Menurut Merry et al (2017) untuk melakukan perhitungan pajak secara benar
dan tepat, maka wajib pajak harus mempunyai pengetahuan dan juga pemahaman tentang
pajak seperti pengahasilan yang tidak dikenakan pajak, penghasilan yang kena pajak dan
juga tarif dari pajaknya. Wajib pajak akan mengalami kesulitan saat memenuhi
perpajakannya jika tidak memiliki pengetahuan serta tidak memahami peraturan dari
pajak.
Menurut Cahyani dan Noviari (2019) salah satu dari kelemahan wajib pajak ialah
rendahnya akan pemahaman tentang peraturan pajak.
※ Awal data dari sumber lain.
PR #147, opened 2026-07-06
feat: add nebius token factory provider support

amrrs:
Added Nebius Token Factory as one of the official model providers and has been added through via `@langchain/openai`  OpenAI-compatible API path. 

Unfortunately, the langchain-nebius integration doesn't seem to be available for javascript (TS) to go that route. 

Tests:

- `pnpm test -- --run test/constants.test.ts`
  - Passed: `6` test files, `81` tests
- `pnpm run typecheck`
  - Passed with no TypeScript errors

PR #179, opened 2026-07-07
feat: add google vertex ai (claude) provider

SadriG91:
## What

Adds a `vertex` provider that runs Anthropic's Claude models through **Google Vertex AI**, authenticated with Google Application Default Credentials — no API key:

```bash
OPENWIKI_PROVIDER=vertex
GOOGLE_CLOUD_PROJECT=your-gcp-project
GOOGLE_CLOUD_LOCATION=global   # optional, defaults to global
```

Auth works through the standard ADC chain: `GOOGLE_APPLICATION_CREDENTIALS` (service-account key), `gcloud auth application-default login`, or workload identity.

## Why

Organizations on Google Cloud consume Claude through Vertex AI (billing, quotas, IAM, data residency) rather than a direct Anthropic API key — today OpenWiki can't use those deployments. No existing issue or PR covers Claude-on-Vertex (#154/#36 add **Gemini** models, a different provider path).

## How

- Reuses the existing `ChatAnthropic` class with its documented `createClient` option returning an `AnthropicVertex` client from `@anthropic-ai/vertex-sdk` — the same message/tool-calling code path as the `anthropic` provider; only authentication differs.
- `ProviderConfig.apiKeyEnvKey` becomes optional. A new `getMissingProviderEnvKey()` helper powers the agent's credential gate, both CLI non-interactive gates, and `needsCredentialSetup()`, so key-less providers are handled uniformly (with an ADC hint appended to error messages).
- Interactive onboarding: vertex skips the API-key step and instead prompts for `GOOGLE_CLOUD_PROJECT` (required) and `GOOGLE_CLOUD_LOCATION` (optional; Enter keeps the soft `global` default — nothing persisted).
- `GOOGLE_CLOUD_PROJECT` / `GOOGLE_CLOUD_LOCATION` / `GOOGLE_APPLICATION_CREDENTIALS` join `MANAGED_ENV_KEYS` and show as non-secret values in credential diagnostics.
- `isValidModelId` now accepts `@` so Vertex's versioned IDs validate (`claude-haiku-4-5@20251001`); Sonnet/Opus use the dateless IDs.
- The invalid-provider message in `cli.tsx` is now derived from `SELECTABLE_OPENWIKI_PROVIDERS` (the hardcoded list had gone stale — it was missing `openai-compatible`). Heads-up: #154 makes the same tidy-up, so whichever lands second has a trivial conflict there.

## How I tested it

- `pnpm run format`, `pnpm run lint`, and `pnpm test` all pass (98 tests, including new coverage for the vertex config, the `getMissingProviderEnvKey`/`resolveProviderLocation`/`providerRequiresApiKey` helpers, `@`-versioned model IDs through both `isValidModelId` and `--modelId` parsing, and the managed env keys).
- Non-interactive gate: running with `OPENWIKI_PROVIDER=vertex` and no `GOOGLE_CLOUD_PROJECT` exits 1 naming the env key plus the ADC hint.
- Interactive onboarding walked end-to-end in a sandbox `HOME`: no API-key step, required project step (rejects empty/whitespace input), optional location step, the three Claude presets in the model menu, and correct `~/.openwiki/.env` contents afterwards.
- Real end-to-end: one-shot and full-agent runs against a live GCP project using `gcloud` ADC on the `global` endpoint, with `claude-haiku-4-5@20251001` responding through the deepagents tool-calling path.

README and the repo's `openwiki/` docs are updated to match (same file set as the openai-compatible provider PR, d75a9f3).


SadriG91:
Heads-up on some convergence: the AWS Bedrock PRs (#185, #96, and #40 for issue #56) generalize the same thing this PR does for Vertex — credential gating for providers that don't authenticate with a single API key.

- **#185** models it as an explicit `auth: "api-key" | "aws"` discriminant on the provider config, with region-aware validation.
- **This PR** models it by making `apiKeyEnvKey` optional and deriving the gate from whichever required env keys the provider declares (`getMissingProviderEnvKey()`), with a per-provider credential hint for the error paths.

The two shapes enable the same thing, so whichever pattern maintainers prefer for keyless/cloud-credential providers, this change adapts trivially — happy to rebase onto the Bedrock abstraction if one of those lands first (or they can rebase onto this one; the vertex entry would translate to `auth: "gcp"` in a one-line change). Also flagging #154 (Gemini), which shares the `GOOGLE_CLOUD_PROJECT`/`GOOGLE_CLOUD_LOCATION` env keys and makes the same `SELECTABLE_OPENWIKI_PROVIDERS`-derived error-message tidy-up in `cli.tsx`.

ppsplus-bradh:
@SadriG91 nice PR — we independently landed on the exact same `ChatAnthropic` + `createClient` → `AnthropicVertex` bridge, which is reassuring. Flagging the overlap and offering to consolidate so the maintainers don't have to reconcile two Vertex code paths.

**How it overlaps with #154:** #154 (Gemini + Gemini Enterprise) also does Claude-on-Vertex, but as one part of a broader `gemini-enterprise` provider that routes by model *family*: Gemini/Gemma → `ChatGoogle` (native `generateContent`), Claude → `AnthropicVertex` (rawPredict), and Llama/Mistral/DeepSeek/Qwen → the Vertex OpenAI-compatible endpoint — dispatched from the model ID via `resolveVertexSurface()`. So #179's Claude support is essentially a subset of #154's routing, and both carry the same `@`-in-`isValidModelId` fix and the `SELECTABLE_OPENWIKI_PROVIDERS` tidy-up you already flagged as a conflict.

**Where your PR is cleaner:** the key-less-provider abstraction (`getMissingProviderEnvKey` / `providerRequiresApiKey` / optional `apiKeyEnvKey`). #154 currently leans on the `GOOGLE_CLOUD_PROJECT`-as-apiKey shortcut for `gemini-enterprise`, which is hackier than your explicit handling — I'd happily adopt yours.

**One heads-up that affects `vertex` too:** `AnthropicVertex` extends the base Anthropic SDK, which reads `ANTHROPIC_API_KEY` / `ANTHROPIC_AUTH_TOKEN` from the environment and sends them as an `Authorization` header, clobbering the Google OAuth token (`ACCESS_TOKEN_TYPE_UNSUPPORTED`). It bites users who previously configured the `anthropic` provider and left the key in `~/.openwiki/.env`. #154 neutralizes those two vars around the (synchronous) constructor — worth guarding in #179 too if it lands standalone.

**Offer:** happy to consolidate whichever direction the maintainers prefer — either fold your key-less-provider abstraction into #154's model-family routing, or rebase #154's Gemini + MaaS routing on top of #179. I'll do the merge work either way. Deferring to the maintainers on the naming question too (`vertex` vs `gemini-enterprise`, or a single Vertex provider that routes all families).

SadriG91:
Thanks @ppsplus-bradh — this is exactly the kind of cross-PR review this repo needs right now, and your credentials heads-up was a real catch.

**Verified and fixed.** I reproduced it against a live Vertex project: a stray `ANTHROPIC_AUTH_TOKEN` fails Vertex auth exactly as you describe (the base SDK captures it and wins the `Authorization` header); interestingly a stray `ANTHROPIC_API_KEY` *alone* didn't break in my environment — but since that's SDK-version-dependent luck, a06156b now masks both around the (synchronous) `AnthropicVertex` construction and restores them after, same approach as yours. Both scenarios re-tested live: working.

**On consolidation:** I'd take you up on the second direction — land #179 first, then rebase #154's Gemini + MaaS family routing on top of it. Reasoning: this repo's CONTRIBUTING pushes hard for one-change PRs, and #179 is the smallest reviewable unit (the key-less-provider abstraction + the Claude path, which has now had multiple live end-to-end runs including a full `--init` on a production repo). Multi-family routing via `resolveVertexSurface()` is genuinely useful but a bigger design decision the maintainers should get to evaluate on its own. The abstraction is yours to adopt either way — glad it's useful.

**Naming:** happy to defer to maintainers. One consideration for them: a `vertex` provider can grow family routing behind the same name later without breaking anyone, whereas `gemini-enterprise` serving Claude/Llama/Mistral may read surprisingly in configs. But either works with either consolidation direction.

colifran:
@SadriG91 - thanks for the PR! Taking a look.

src/agent/index.ts
```diff
@@ -452,11 +464,17 @@ function createModel(
 ) {
   const retryOptions = { maxRetries: providerRetryAttempts };
 
+  if (provider === "vertex") {
+    return new ChatAnthropic(modelId, {
```
colifran, line 513: i think we need to pass `retryOptions` here

colifran (commented):
Looks great @SadriG91! I think we need to pass in `retryOptions` but good to merge after that. I have a PR open to fix the audit issue in CI.

src/agent/index.ts
SadriG91: Good catch — added, now `55d868f` after rebasing over the Bedrock/Nebius merges, so vertex honors `OPENWIKI_PROVIDER_RETRY_ATTEMPTS` like the other providers. Re-ran the full suite (typecheck, lint, 260 tests) and a live smoke test against Vertex on the `global` endpoint — all green.

SadriG91:
Thanks for the review @colifran! Two updates since:

1. **`retryOptions` — done** in the commit I replied with inline; vertex now honors `OPENWIKI_PROVIDER_RETRY_ATTEMPTS` like every other provider.
2. **Rebased onto current `main`** (now `55d868f`) — the Bedrock (#327) and Nebius (#147) providers landed since your review and touched the same provider surface, so I reconciled: Bedrock's secret-key/region onboarding steps and vertex's GCP project/location steps now coexist in the setup wizard and step chain, and Bedrock's `accessKeyId` lookup goes through the same optional-`apiKeyEnvKey` helpers this PR introduces. Full suite passes (typecheck, lint, 260 tests) plus a live end-to-end run against Vertex on the `global` endpoint.

Saw the Trivy audit fix landed too (#338), so CI should be fully green on re-run. Ready when you are.

colifran (approved):
Great job! Thanks @SadriG91!

Issue #59, opened 2026-07-03
Add support for Claude Code and Codex CLI as inference providers in OpenWiki.


nvipin63:
## Add Claude Code and Codex CLI as model providers

Right now OpenWiki only talks to hosted APIs — OpenRouter, OpenAI, Anthropic, Fireworks, Baseten — which means every user needs their own API key configured before they can do anything. A lot of us already have Claude Code or Codex CLI set up and authenticated through work, and it'd be great if OpenWiki could just use those sessions instead of asking for yet another key.

**The idea:** when running `openwiki --init`, add Claude Code and Codex CLI to the provider list. If picked, OpenWiki checks that the CLI is installed and logged in, lists the models it exposes, and lets the user pick a default — same flow as the existing providers, just backed by a local CLI session instead of a raw API key.

Config would look something like:

```env
OPENWIKI_PROVIDER=claude-code
OPENWIKI_MODEL=claude-sonnet-5
```

or

```env
OPENWIKI_PROVIDER=codex
OPENWIKI_MODEL=gpt-5-codex
```

Both tools already handle auth, model listing, and enterprise licensing on their end, so the adapter work is mostly about detecting the CLI, shelling out to it (or using its SDK if one exists), and mapping responses back into whatever interface OpenWiki's existing providers implement.

Why bother: it removes a setup step for anyone who already has these tools running, makes OpenWiki easier to adopt on teams where key provisioning is a hassle, and keeps things consistent with tools people are using day-to-day anyway.

Things to figure out along the way:
- how to detect install + auth state for each CLI reliably
- what model lists actually look like for each (worth confirming exact model identifiers before locking anything in)
- whether this needs to work headless/non-interactively too, not just through `--init`
- docs for setup once it's working

Wouldn't touch any of the existing providers — this is purely additive.

jishnupramod:
@nvipin63 - You can take a look at this PR for a claude code adapter for this: https://github.com/langchain-ai/openwiki/pull/181. 
Tested e2e and working neatly

And here's the source branch of this PR from my fork: https://github.com/jishnupramod/openwiki/tree/feat/claude-code-agent-cli (in case if the PR is not getting merged here)

Yassine-Mhirsi:
#151 covers the Codex/OpenAI half of this.

[...]

PR #181, opened 2026-07-07
feat: run documentation jobs through a subscription-authenticated Claude Code CLI

jishnupramod:
Refs #59 — this implements the Claude Code half of that request. Codex (and other agent CLIs) can follow as separate, small adapter PRs behind the same interface, keeping each PR to one change per the contributing guidelines.

## What & why

OpenWiki currently requires a metered API key for every provider. Many developers already pay for a subscription coding agent, and #59 asks to use those sessions instead. This PR adds a second provider *kind*, `agent-cli`, that delegates the whole documentation job to a locally installed, subscription-authenticated agent CLI — first adapter: Claude Code (headless `claude -p`).

- **Provider model** (`src/constants.ts`): `ProviderConfig` becomes a discriminated union (`api` | `agent-cli`). New provider `claude-code` — label "Claude Code (subscription)", models `default`/`sonnet`/`opus`/`haiku` (any hand-set `OPENWIKI_MODEL_ID` passes through), binary override via `OPENWIKI_CLAUDE_CODE_BINARY`. Existing API providers are untouched.
- **Engines module** (`src/agent/engines/`): a vendor-agnostic runner (spawn, NDJSON parse, run timeout with `OPENWIKI_AGENT_CLI_TIMEOUT_SECONDS` override, stderr tail on failure, session capture for interactive follow-ups via `--resume`, process-group cleanup on exit/signals) plus a `claude-code` adapter that maps Claude Code's `stream-json` events onto OpenWiki's existing run events, so the UI renders delegated runs unchanged.
- **Shared scaffolding stays shared**: prompt assembly, git-evidence run context, update no-op detection, content snapshot, and `.last-update.json` metadata are common to both provider kinds; only the execution engine differs. The system prompt gains an `agent-cli` variant (repository-relative paths instead of the DeepAgents virtual filesystem); the `deepagents` output is byte-identical (test-guarded).
- **Onboarding** (`src/credentials.tsx`): selecting the provider runs an install check (binary + `--version`) instead of asking for an API key; the LangSmith step is skipped for delegated runs. Only `OPENWIKI_PROVIDER` and `OPENWIKI_MODEL_ID` are persisted to `~/.openwiki/.env` — no secrets; vendor auth stays in the vendor's own store.
- Headless/non-interactive works (`--print --init`, `--print --update`), answering the issue's open question about that.

**Design note vs. the issue's sketch:** this delegates the full task to the agent CLI rather than wrapping it as a LangChain chat model. A model-shim would effectively proxy subscription auth into raw API traffic (against vendor terms), and it would discard the agent's own tool loop. Delegation keeps the vendor CLI in charge of its session, auth, and tools; OpenWiki supplies the prompt, evidence, and guardrails. Model listing is static aliases for the same reason — the CLI owns the catalog.

## Security posture

- `--permission-mode acceptEdits` plus an explicit documentation-scoped allowlist: file read/search/write tools, read-only git (`Bash(git log:*)` etc.), and the single exact `rm` for the temporary plan file. No network tools.
- The delegated agent edits only the user's working tree — the same trust model as the existing `LocalShellBackend`, which already executes model-driven shell on the host.
- No OAuth-token extraction or proxying, ever; documented as a hard boundary for future adapters.

## Caveats (documented in README)

- Local runs only for now — the scheduled GitHub Action still needs an API-key provider.
- macOS/Linux only (POSIX process-group management); LangSmith tracing does not apply to delegated runs.

## How I tested it

- `pnpm run format`, `pnpm run lint`, `pnpm test` all clean on the branch: 137 tests across 15 files. New tests follow the repo's existing patterns and exercise real behavior — stub executables emit recorded `stream-json` so the runner is tested end-to-end (event ordering, tool_end name patching, session capture, stdin EPIPE guard, timeout kill, orphaned-process cleanup on parent exit), plus unit coverage for the adapter (`buildArgs`/`parseEvent` against captured fixtures), provider-kind narrowing, onboarding step sequencing, and a non-interactive startup regression test proving no API key is required.
- Live verification against installed Claude Code v2.1.201: flag set and `stream-json` schema validated field-for-field; a real `--init` on a fixture repository with all API keys stripped produced `openwiki/` docs, the `AGENTS.md` reference section, and `.last-update.json`; interactive follow-ups resumed the same vendor session; `--update` verified on a repository with real drift.


jishnupramod:
Rebased onto current main (0.0.4). Notable reconciliations: the provider-kind config now feeds the derived env-key arrays from the diagnostics refactor, and the non-interactive startup gate in `src/startup.ts` lets agent-CLI providers through without an API key (they authenticate via the vendor CLI's own login) — covered by a new case in `test/startup.test.ts`. Full suite passes (149/149) and a live `--init` smoke against a fixture repo succeeded on the rebased build.

colifran:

Kelemahan ini yang menjadi
pengaruh wajib pajak terhadap pemenuhan perpajakannya.

e. Pelayanan Pajak
Menurut Arviana dan Indrajati (2018) pelayanan pajak dituntut untuk memiliki
sikap yang ramah, tegas dan adil kepada wajib pajak setiap waktu. Bertujuan untuk
meningkatkan kesadaran wajib pajak untuk memenuhi perpajakannya. Sedangkan,
menurut Merry et al. (2017) fiskus diharapkan memiliki suatu skill kompetensi, serta
pengetahuan, dan pengalaman atas kebijakan didalam pajak, kemudian administrasi pajak
serta undang-undang perpajakan, pelayanan dari petugas di bank saat melakukan
pelayanan terhadap pembayaran dengan wajib memberikan suatu penjelasan kepada
WPOP dengan sikap yang ramah untuk wajib pajak dapat memahami sesuai dengan
apa yang sudah diharapkan.
f. Sikap Wajib Pajak
Menurut Febriani dan Kusmuriyanto (2015) WPOP melakukan dukungan atau
memiliki sikap positif atas tindakan kepatuhan dalam pajak akan cenderung memenuhi
kewajiban perpajakannya. Dan juga hal sebaliknya yaitu jika wajib pajak tidak
melakukan dukungan (bersikap negatif) dalam memenuhi kepatuhan pajak maka
kecenderungan untuk tidak mememenuhi perpajakannya. Oleh sebab itu, hubungan dari
sikap wajib pajak dengan kepatuhan wajib pajak adalah suatu sikap yang diambil oleh
wajib pajak dengan pertimbangan dan evaluasi wajib pajak untuk menguntungkan
atau tidak tindakan dan sikap dari mendukung kepatuhan wajib pajak.